Dataset entries:

↓↓↓

PR #401, opened 2015-09-09
Added operatoroverloading for dot product

Crigges:
Not sure if you think this is right
blabalbalbalbal

### DIFF
--- a/Wurstpack/wurstscript/lib/math/Vectors.wurst
+++ b/Wurstpack/wurstscript/lib/math/Vectors.wurst
@@ -39,8 +39,12 @@ public function vec3.op_mult(real factor) returns vec3
 /** * Operator */	
 public function real.op_mult(vec3 v) returns vec3
 	return vec3(v.x*this, v.y*this, v.z*this) 
+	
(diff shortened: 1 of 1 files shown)


peq:
I don't think it is a good idea to use the multiplication sign for the dot-product. Multiplication usually has the type `a -> a -> a`. Also it could be confused with the cross-product or with pairwise multiplication.

We already have the `dot` extension method for computing the dot product, which I find easier to read. Operator overloading should only be used if the meaning is known and used by everyone in the domain. For the dot product there exist other notations like `<a,b>`.

Other languages with operator overloading also mainly use named functions instead of operator overloading, e.g. [Haskell uses a special function ](https://hackage.haskell.org/package/AC-Vector-1.2.2/docs/src/Data-Vector.html#vdot), the Scala library [Breeze as well ](http://www.scalanlp.org/api/breeze/#breeze.linalg.Vector), the C++ library [Boost](http://www.boost.org/doc/libs/1_42_0/libs/numeric/ublas/doc/operations_overview.htm#23innerouterandotherproducts).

↑↑↑

• _ACTION ITEM_
Copy verbatim the span of lines that begins with the line holding "Added operatoroverloading for dot product" and ends at the last line of the records.

• _TASK SOLUTION_
Added operatoroverloading for dot product

Crigges:
Not sure if you think this is right
blabalbalbalbal

### DIFF
--- a/Wurstpack/wurstscript/lib/math/Vectors.wurst
+++ b/Wurstpack/wurstscript/lib/math/Vectors.wurst
@@ -39,8 +39,12 @@ public function vec3.op_mult(real factor) returns vec3
 /** * Operator */	
 public function real.op_mult(vec3 v) returns vec3
 	return vec3(v.x*this, v.y*this, v.z*this) 
+	
(diff shortened: 1 of 1 files shown)


peq:
I don't think it is a good idea to use the multiplication sign for the dot-product. Multiplication usually has the type `a -> a -> a`. Also it could be confused with the cross-product or with pairwise multiplication.

We already have the `dot` extension method for computing the dot product, which I find easier to read. Operator overloading should only be used if the meaning is known and used by everyone in the domain. For the dot product there exist other notations like `<a,b>`.

Other languages with operator overloading also mainly use named functions instead of operator overloading, e.g. [Haskell uses a special function ](https://hackage.haskell.org/package/AC-Vector-1.2.2/docs/src/Data-Vector.html#vdot), the Scala library [Breeze as well ](http://www.scalanlp.org/api/breeze/#breeze.linalg.Vector), the C++ library [Boost](http://www.boost.org/doc/libs/1_42_0/libs/numeric/ublas/doc/operations_overview.htm#23innerouterandotherproducts).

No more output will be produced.